Я не радуюсь, видя, как девушка моих лет задувает праздничные свечи на торте, находясь в кругу семьи. Не могу без слез смотреть на бракосочетания и рождение детей. Ведь все это мне недоступно.
– Мы помогаем экологии, – все с той же радостью сообщает сто шестая. – Благодаря «Лазуриту» нет нужды добывать новые кристаллы, ведь можно очистить эти. И использовать снова.
Кажется, ей вчера дали убойную дозу «радостных» таблеток. Иначе с чего бы ей с таким щенячьим восторгом рассказывать о нудной работе?

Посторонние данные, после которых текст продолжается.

PR #24297, opened 2023-08-14
Switch to azure ad plugin

viktoriyabogdanova:
DTSPO-10435

### Change description ###
Switch CFT Jenkins to use azure ad plugin

```
[ ] Yes
[ x ] No
```

### DIFF
--- a/apps/jenkins/jenkins/jenkins.yaml
+++ b/apps/jenkins/jenkins/jenkins.yaml
@@ -106,6 +106,14 @@ spec:
             unclassified:
               gitHubConfiguration:
                 apiRateLimitChecker: ThrottleOnOver
+          authentication: |
+            jenkins:
+              securityRealm:
+                azure:
+                  cacheDuration: 3600
+                  clientId: "f51ea833-3992-44a6-899e-16257b3e4fd1"
+                  clientSecret: "${cft-jenkins-sp-secret}"
+                  tenant: "531ff96d-0ae9-462a-8d2d-bec7c0b42082"
           auth: |
             jenkins:
               authorizationStrategy:
--- a/apps/jenkins/jenkins/jenkins.yaml
+++ b/apps/jenkins/jenkins/jenkins.yaml
@@ -117,25 +117,23 @@ spec:
           auth: |
             jenkins:
               authorizationStrategy:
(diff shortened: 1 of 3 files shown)


timja (approved):

apps/jenkins/jenkins/jenkins.yaml
```diff
@@ -106,6 +106,14 @@ spec:
...
                 apiRateLimitChecker: ThrottleOnOver
+          authentication: |
+            jenkins:
+              securityRealm:
+                azure:
+                  cacheDuration: 3600
+                  clientId: "f51ea833-3992-44a6-899e-16257b3e4fd1"
+                  clientSecret: "${cft-jenkins-sp-secret}"
+                  tenant: "531ff96d-0ae9-462a-8d2d-bec7c0b42082"
           auth: |
```
timja, line 117: you also need to update this as well

timja (changes requested):

timja (changes requested):
also need to remove the config from https://github.com/hmcts/cnp-flux-config/blob/a3f7fedeb7fa99076a00ef955a77916e09b26444/apps/jenkins/jenkins/ptl-intsvc/jenkins.yaml#L365 otherwise it will be overridden

apps/jenkins/jenkins/ptl-intsvc/jenkins.yaml
```diff
@@ -365,17 +365,31 @@ spec:
           authentication: |
```
timja, line 365: I think you can just remove this from PTL and move it to the base file?

apps/jenkins/jenkins/sbox-intsvc/jenkins.yaml
```diff
@@ -122,7 +122,7 @@ spec:
                 azure:
                   cacheDuration: 3600
                   clientId: "7e2f8c93-7d53-4668-bd84-f134d67dee09"
-                  clientSecret: "$${jenkins-client-secret}"
+                  clientSecret: "${jenkins-client-secret}"
```
timja, line 125: this should be removed from sbox as you've added the same config to the base now

timja (approved):

PR #24330, opened 2023-08-15
Move aso secrets to plain secrets

adusumillipraveen:
- They are not secrets and easier to handle in bootstrap if not managed in sops

```
[ ] Yes
[x] No
```


thomast1906 (dismissed):
Nice, this was something I was curious on at the time when we had a preview ASO issue.

PR #24540, opened 2023-08-29
DTSPO-14034 - Re-add arm daily pool

endakelly:
https://tools.hmcts.net/jira/browse/DTSPO-14034

SecurityScans are now fixed


cpareek (approved):
LGTM

PR #24590, opened 2023-08-31
Reduce number of ExUI replicas in prod.yaml to 20

andywilkinshmcts:
There is some evidence that ExUI is saturating redis. Reducing the number of instances to 20 may improve this

https://tools.hmcts.net/jira/browse/EXUI-775

### Change description ###

Reduce replica count from 24 to 20

```
[ ] Yes
[ x] No
```


codaimaster (approved):
Looks ok. But let's wait for the platform and performance metrics to stabilize after the fix of current P2.

PR #25791, opened 2023-10-23
Enable Global search tab for employment in prod

dharmendrak:


andywilkinshmcts (approved):
I've discussed this with Dharmendra and checked it is working on AAT.

PR #26033, opened 2023-11-01
DTSPO-15344: Add create-job role to rd nonprod

reespozzi:
Adds role that allows rd to create jobs and cronjobs in nonprod

### DIFF
--- a/apps/rbac/create-job-role.yaml
+++ b/apps/rbac/create-job-role.yaml
@@ -8,10 +8,7 @@ rules:
 - apiGroups: ["batch"]
   resources: ["jobs"]
   verbs: ["create"]
-- apiGroups: ["batch"]
-  resources: ["cronjobs"]
-  verbs: ["create"]
-
+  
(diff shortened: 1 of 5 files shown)


apps/rbac/create-job-role.yaml
```diff
@@ -0,0 +1,28 @@
...
+metadata:
+  name: create-job-role
+  namespace: ${NAMESPACE}
+rules:
+- apiGroups: ["batch"]
+  resources: ["jobs"]
+  verbs: ["create"]
+- apiGroups: ["batch"]
+  resources: ["cronjobs"]
+  verbs: ["create"]
```
timja, line 13: why? the request was just for jobs

reespozzi: There was also many mentions of cronjobs in that ticket as well, so I added in case both were needed
Will remove though

timja (approved):

PR #26987, opened 2023-11-28
DTSPO-15525: Update svc type to loadbalancer for multi-cluster

reespozzi:
https://tools.hmcts.net/jira/browse/DTSPO-15525

Have tried this via clusterIP behind traefik and over port 80, but it explicitly needs these services exposing over these ports
```
There MUST be network connectivity between the controllers in each cluster on the required ports. The controller is exposed external to its cluster by either a primary or remote service, as can be seen in the sample NeuVector deployment yaml file. 
```


reespozzi:
> you probably want to assign a specific IP so that it works on rebuilds?

Just seeing if I can add that through the chart somehow

reespozzi:
> you probably want to assign a specific IP so that it works on rebuilds?

It's not currently possible in the chart
Have made a PR upstream, but will edit our local chart in the same way so we can define an IP

timja (approved):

– Угу, – нехотя соглашаюсь, чтоб не расстроить соседку. Пусть себе радуется, если ей так легче. Она здесь с самого рождения и не видела ничего другого.
А я…
После капитальной промывки мозгов у меня не осталось воспоминаний о прошлом. Но я уверена: была другая жизнь – насыщенная, яркая, с падениями и взлетами. И кто, мать вашу, позволил забрать у меня все это?!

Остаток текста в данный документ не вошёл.